= Therapeutic Lifestyle Change (depression treatment) =

Mental health treatment method

Therapeutic Lifestyle Change (TLC) is a treatment for depression which was developed by Dr. Stephen Ilardi and several graduate students at the University of Kansas. The TLC program is drug-free and relies on six lifestyle changes. The program has been found to be an effective treatment for depression, with 70-75% of patients experiencing a significant reduction in depressive symptoms.

== Background ==
The World Health Organisation has stated that depression is a leading cause of disability worldwide and a major contributor to the global burden of disease. Stephen Ilardi has described depression as a "disease of civilisation", stating "We were never designed for the sedentary, indoor, sleep-deprived, socially-isolated, fast-food-laden, frenetic pace of modern life".

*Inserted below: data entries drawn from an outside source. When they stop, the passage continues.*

Issue #2173, opened 2018-05-22
Formatting error in conjunction with pandas.DataFrame


Hoeze:
#### Code Sample, a copy-pastable example if possible

```python
import pandas as pd
import numpy as np
import xarray as xr

sample_data = np.random.uniform(size=[2,2000,10000])
x = xr.Dataset({"sample_data": (sample_data.shape, sample_data)})
print(x)

df = pd.DataFrame({"x": [1,2,3], "y": [2,4,6]})
x["df"] = df
print(x)
```
![grafik](https://user-images.githubusercontent.com/1200058/40392190-0e333486-5e1b-11e8-9fcb-08b05eb40cb5.png)

#### Problem description
Printing a xarray.Dataset results in an error when containing a pandas.DataFrame

#### Expected Output
Should print string representation of Dataset

#### Output of ``xr.show_versions()``

<details>
/usr/lib/python3.6/site-packages/h5py/__init__.py:36: FutureWarning: Conversion of the second argument of issubdtype from `float` to `np.floating` is deprecated. In future, it will be treated as `np.float64 == np.dtype(float).type`.
  from ._conv import register_converters as _register_converters

INSTALLED VERSIONS
------------------
commit: None
python: 3.6.5.final.0
python-bits: 64
OS: Linux
OS-release: 4.16.9-1-ARCH
machine: x86_64
processor: 
byteorder: little
LC_ALL: None
LANG: de_DE.UTF-8
LOCALE: de_DE.UTF-8

xarray: 0.10.4
pandas: 0.22.0
numpy: 1.14.3
scipy: 1.0.1
netCDF4: None
h5netcdf: 0.5.1
h5py: 2.7.1
Nio: None
zarr: None
bottleneck: 1.2.1
cyordereddict: None
dask: None
distributed: None
matplotlib: 2.2.2
cartopy: None
seaborn: None
setuptools: 39.2.0
pip: 10.0.1
conda: None
pytest: None
IPython: 6.3.1
sphinx: None

</details>

shoyer:
This is a manifestation of the same issue as https://github.com/pydata/xarray/issues/2172: you are using integers as dimension names, which we don't support very well.

In this case, you end up with mixed integers/strings as dimension names, which means our internal use of `sorted()` in `repr(x)` fails.

max-sixty:
Closed by #2174

keewis:
[...]

Issue #1231, opened 2017-01-26
Consider accepting a positional dict argument in place of keyword arguments


shoyer:
Using `**kwargs` in xarray operations is incredibly convenient, but it means there is no way to use a keyword argument that conflicts with an existing argument name. For example, there is no way to use `.sel` to select along `'method'`, `'tolerance'` or `'drop'` dimensions.

For interactive use, this is fine -- these reserved names are rarely used and it's nice to save the keystrokes it takes to write `dict()`. But it's a problem for writing reliable complex software, which may be calling xarray methods from somewhere very different. In fact, knowing how this works, it's possible to trigger bugs without even using `**kwargs`, e.g., by indexing a DataArray:
```
In [34]: array = xr.DataArray([1, 2, 3], dims='drop')

# result should be a scalar!
In [35]: array[0]
Out[35]:
<xarray.DataArray (drop: 3)>
array([1, 2, 3])
Unindexed dimensions:
    drop
```

One option to resolve this is to make the first argument to every function like this (including `sel`, `isel`, `sel_points`, `isel_points`, `stack`, ...) accept a dictionary, which is interpreted exactly like `**kwargs`. In fact, we already do this in a highly inconsistent fashion for [`Dataset.reindex`](http://xarray.pydata.org/en/stable/generated/xarray.Dataset.reindex.html) only. For all cases where axis names are set dynamically (and certainly within xarray), we could encourage using the dictionary form, e.g., `array.isel(kwargs, drop=True)` rather than `array.isel(drop=True, **kwargs)`.

max-sixty:
I missed this issue and last year created https://github.com/pydata/xarray/issues/2188. I'll leave that one open as it has tracking
The good news is that it's mostly complete, mainly due to @fujiisoup

PR #2174, opened 2018-05-23
Datasets more robust to non-string keys

### LINKED ISSUE #2172: Errors on pycharm completion
```python
# execute:
import numpy as np
import xarray as xr

sample_data = np.random.uniform(size=[2,2000,10000])
x = xr.Dataset({"sample_data": (sample_data.shape, sample_data)})

x2 = x["sample_data"]

# now type by hand:
x2.

```
grafik

#### Problem description
I'm not completely sure if it's a xarray problem, but each time I enter [some dataset]**.** (note the point) inside PyCharm's python console, I get a python exception instead of some autocompletion.

#### Expected Output
grafik

<details>
/usr/lib/python3.6/site-packages/h5py/__init__.py:36: FutureWarning: Conversion of the second argument of issubdtype from `float` to `np.floating` is deprecated. In future, it will be treated as `np.float64 == np.dtype(float).type`.

INSTALLED VERSIONS
------------------
commit: None
python: 3.6.5.final.0
python-bits: 64
OS: Linux
OS-release: 4.16.9-1-ARCH
machine: x86_64
processor: 
byteorder: little
LC_ALL: None
LANG: de_DE.UTF-8
LOCALE: de_DE.UTF-8

xarray: 0.10.4
pandas: 0.22.0
numpy: 1.14.3
scipy: 1.0.1
netCDF4: None
h5netcdf: 0.5.1
h5py: 2.7.1
Nio: None
zarr: None
bottleneck: 1.2.1
cyordereddict: None
dask: None
distributed: None
matplotlib: 2.2.2
cartopy: None
seaborn: None
setuptools: 39.2.0
pip: 10.0.1
conda: None
pytest: None
IPython: 6.3.1
sphinx: None
</details>

maxim-lian:
- [x] Closes #2172 & #2173 
 - [x] Tests added 
 - [x] Tests passed 

I don't think this is the most efficient way of doing this, though it does work. Any ideas for a more efficient implementation?

### DIFF
--- a/setup.cfg
+++ b/setup.cfg
@@ -8,6 +8,7 @@ testpaths=xarray/tests
 [flake8]
 max-line-length=79
 ignore=
+  W503
 exclude=
   doc/
 
--- a/xarray/core/dataarray.py
+++ b/xarray/core/dataarray.py
@@ -785,7 +785,7 @@ class DataArray(AbstractArray, DataWithCoords):
             indexers=indexers, drop=drop, method=method, tolerance=tolerance)
         return self._from_temp_dataset(ds)
 
-    def isel_points(self, indexers=None, dim='points', **indexers_kwargs):
+    def isel_points(self, dim='points', **indexers):
         """Return a new DataArray whose dataset is given by pointwise integer
         indexing along the specified dimension(s).
 
@@ -793,13 +793,11 @@ class DataArray(AbstractArray, DataWithCoords):
         --------
         Dataset.isel_points
         """
-        indexers = combine_pos_and_kw_args(
-            indexers, indexers_kwargs, 'isel_points')
         ds = self._to_temp_dataset().isel_points(dim=dim, **indexers)
         return self._from_temp_dataset(ds)
 
-    def sel_points(self, indexers=None, dim='points', method=None,
-                   tolerance=None, **indexers_kwargs):
+    def sel_points(self, dim='points', method=None, tolerance=None,
+                   **indexers):
         """Return a new DataArray whose dataset is given by pointwise selection
         of index labels along the specified dimension(s).
 
@@ -807,8 +805,6 @@ class DataArray(AbstractArray, DataWithCoords):
         --------
         Dataset.sel_points
         """
-        indexers = combine_pos_and_kw_args(
-            indexers, indexers_kwargs, 'sel_points')
         ds = self._to_temp_dataset().sel_points(
             dim=dim, method=method, tolerance=tolerance, **indexers)
         return self._from_temp_dataset(ds)
@@ -860,12 +856,18 @@ class DataArray(AbstractArray, DataWithCoords):
         return self.reindex(method=method, tolerance=tolerance, copy=copy,
                             **indexers)
 
-    def reindex(self, method=None, tolerance=None, copy=True, **indexers):
+    def reindex(self, indexers=None, method=None, tolerance=None, copy=True,
+                **indexers_kwargs):
         """Conform this object onto a new set of indexes, filling in
         missing values with NaN.
 
         Parameters
         ----------
+        **indexers : dict
+            Dictionary with keys given by dimension names and values given by
+            arrays of coordinates tick labels. Any mis-matched coordinate
+            values will be filled in with NaN, and any mis-matched dimension
+            names will simply be ignored.
         copy : bool, optional
             If ``copy=True``, data in the return value is always copied. If
             ``copy=False`` and reindexing is unnecessary, or can be performed
@@ -883,11 +885,8 @@ class DataArray(AbstractArray, DataWithCoords):
             Maximum distance between original and new labels for inexact
             matches. The values of the index at the matching locations most
             satisfy the equation ``abs(index[indexer] - target) <= tolerance``.
-        **indexers : dict
-            Dictionary with keys given by dimension names and values given by
-            arrays of coordinates tick labels. Any mis-matched coordinate
-            values will be filled in with NaN, and any mis-matched dimension
-            names will simply be ignored.
+        **indexers_kwargs : {dim: indexer, ...}
+            The keyword arguments form of ``indexers``
 
         Returns
         -------
@@ -900,8 +899,10 @@ class DataArray(AbstractArray, DataWithCoords):
         DataArray.reindex_like
         align
         """
+        indexers = combine_pos_and_kw_args(
+            indexers, indexers_kwargs, 'reindex')
         ds = self._to_temp_dataset().reindex(
-            method=method, tolerance=tolerance, copy=copy, **indexers)
+            indexers=indexers, method=method, tolerance=tolerance, copy=copy)
         return self._from_temp_dataset(ds)
 
     def rename(self, new_name_or_name_dict):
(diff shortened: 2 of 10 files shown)


setup.cfg
```diff
@@ -8,6 +8,7 @@ testpaths=xarray/tests
 [flake8]
 max-line-length=79
 ignore=
+  W503
```
maxim-lian: This is line break before operator, which has been changed in PEP8

xarray/core/dataarray.py
```diff
@@ -466,7 +466,17 @@ def _getitem_coord(self, key):
         return self._replace_maybe_drop_dims(var, name=key)
 
     def __getitem__(self, key):
-        if isinstance(key, basestring):
+        try:
+            is_coord_key = any([
+                isinstance(key, basestring),
+                key in set(self.dims).union(self.coords)
```
shoyer: I would hesitate to do this fix -- it means `array[2]` could pull out a coordinate if `2` is the name of a dimension. More generally, `DataArray.__getitem__` is only meant as a convenient short-cut for getting coordinates, which we might even want to deprecate entirely. `DataArray.coords.__getitem__` is the reliable way to get a coordinate out.

Instead, I think the better option would be to avoid making use of `**` unpacking below, in the expression `self.isel(**self._item_key_to_dict(key))`. This would be a little more involved, but I think the right fix would be to make most of these functions accept a positional dictionaries instead of `**kwargs`, as suggested in https://github.com/pydata/xarray/issues/1231.

maxim-lian: Yes, completely agree, thanks

maxim-lian:
I added an initial attempt at allowing for supplying a dict; on `isel` only at first

Let me know ppl's thoughts:
- Arg name?
- Combine or raise if supplied with kwargs?
- Is there an encapsulation leak? Should we have a user API layer which is then translated to a more robust representation (i.e. kwargs to a dict), and those be separate methods? My initial inclination is that the current approach is good and managable

maxim-lian:
> `DataArray.__getitem__` is only meant as a convenient short-cut for getting coordinates, which we might even want to deprecate entirely

👍

shoyer:
> Arg name?

I'd like a convention of matching names to make it clear in docstrings that these are the same thing, e.g.,
- `something_dict`/`**something`, or
- `something`/`**something_kwargs`

Probably the last is best since users will never have cause to type the longer argument name ending with `_kwargs`.

In practice, I suspect these first arguments are almost always going to be used positionally. We might even imagine making them positional only argument if [PEP 570](https://www.python.org/dev/peps/pep-0570/) is ever accepted. So I don't think it matters too much.

> Combine or raise if supplied with kwargs?

Let's raise (like your current implementation) if both are provided. Combining could be error prone and seems unnecessarily complicated.

This is the same logic I implemented in the somewhat misleadingly named `utils.combine_pos_and_kw_args()` utility function (used by `Dataset.reindex()`).

> Is there an encapsulation leak? Should we have a user API layer which is then translated to a more robust representation (i.e. kwargs to a dict), and those be separate methods? My initial inclination is that the current approach is good and managable

I agree -- I think the current version is manageable.

For internal use, we should always use the positional argument, but there's not much harm in leaving `**kwargs` around.

maxim-lian:
AppVeyor failure unrelated

xarray/core/dataset.py
```diff
@@ -1404,12 +1406,16 @@ def isel(self, drop=False, **indexers):
         Dataset.sel
         DataArray.isel
         """
+
+        indexers = combine_pos_and_kw_args(indexers, indexers_kwargs, 'isel')
+        assert isinstance(drop, bool)
```
shoyer: This should either be dropped for now, or raise `TypeError`. `assert` isn't appropriate for external APIs.

xarray/core/dataarray.py
```diff
@@ -851,12 +856,18 @@ def reindex_like(self, other, method=None, tolerance=None, copy=True):
...
 
-    def reindex(self, method=None, tolerance=None, copy=True, **indexers):
+    def reindex(self, indexers=None, method=None, tolerance=None, copy=True,
+                **indexers_kwargs):
         """Conform this object onto a new set of indexes, filling in
         missing values with NaN.
 
         Parameters
         ----------
+        **indexers : dict
```
shoyer: shouldn't start with `**`

xarray/core/dataarray.py
```diff
@@ -18,7 +18,9 @@
 from .formatting import format_item
 from .options import OPTIONS
 from .pycompat import OrderedDict, basestring, iteritems, range, zip
-from .utils import decode_numpy_dict_values, ensure_us_time_resolution
+from .utils import (
+    combine_pos_and_kw_args, decode_numpy_dict_values,
```
shoyer: While we're at it, maybe we should rename `combine_pos_and_kw_args` to something clearer, maybe `either_dict_or_kwargs`?

xarray/core/dataarray.py
```diff
@@ -874,11 +885,8 @@ def reindex(self, method=None, tolerance=None, copy=True, **indexers):
             Maximum distance between original and new labels for inexact
             matches. The values of the index at the matching locations most
             satisfy the equation ``abs(index[indexer] - target) <= tolerance``.
-        **indexers : dict
-            Dictionary with keys given by dimension names and values given by
-            arrays of coordinates tick labels. Any mis-matched coordinate
-            values will be filled in with NaN, and any mis-matched dimension
-            names will simply be ignored.
+        **indexers_kwargs : {dim: indexer, ...}
+            The keyword arguments form of ``indexers``
```
shoyer: We should add something like: Only `indexers` or `indexer_kwargs` may be provided.

shoyer:
Looking through Dataset/DataArray methods that support `**kwargs`, I think this may be the full list:
- [ ] stack
- [ ] shift
- [ ] roll
- [ ] set_index
- [ ] reorder_levels
- [ ] rolling
- [ ] resample (not yet, we still support old behavior for the first positional arguments with a warning)

shoyer:
But I think just supporting this for `isel/`sel`/`reindex` for now would be enough to be valuable. Note that currently it's on Dataset.reindex() but not DataArray.reindex().

xarray/core/dataset.py
```diff
@@ -1444,6 +1452,15 @@ def sel(self, method=None, tolerance=None, drop=False, **indexers):
 
         Parameters
         ----------
+        ----------
```
shoyer: delete

xarray/core/utils.py
```diff
@@ -183,7 +183,7 @@ def is_full_slice(value):
     return isinstance(value, slice) and value == slice(None)
 
 
-def combine_pos_and_kw_args(pos_kwargs, kw_kwargs, func_name):
+def either_dict_or_kwargs(pos_kwargs, kw_kwargs, func_name):
```
shoyer: We don't need to test every use, but we should at least add unit test for this helper function -- I don't think we have any test coverage currently.

shoyer:
thanks @maxim-lian !

maxim-lian:
thanks for working through the feedback, as ever, @shoyer ! 
It's like free coding classes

Ilardi has stated that the increasing prevalence of depression is largely due to unhealthy lifestyle choices, particularly among people in developed nations. He cites research which has established that the prevalence of depression is significantly lower in parts of the world where people still live traditional lifestyles.

== TLC components ==
The TLC is composed of six lifestyle changes which include:

- Increasing consumption of omega-3 fatty acids.
- Engaging in meaningful hobbies to prevent rumination.
- Engaging in physical activity.
- Receiving sunlight exposure.
- Staying socially connected.
- Getting at least 8 hours of sleep every night.

== Efficacy ==
In his book The Depression Cure: The 6-Step Program to Beat Depression without Drugs, Ilardi cites a 2002 meta-analysis by Kirsh, which found that roughly half of depressed patients will not experience a meaningful reduction in depressive symptoms after using antidepressants. In comparison, 70-75% of patients who were treated with the TLC program noticed a significant reduction in depressive symptoms (indicated by an at least 50% reduction in symptoms).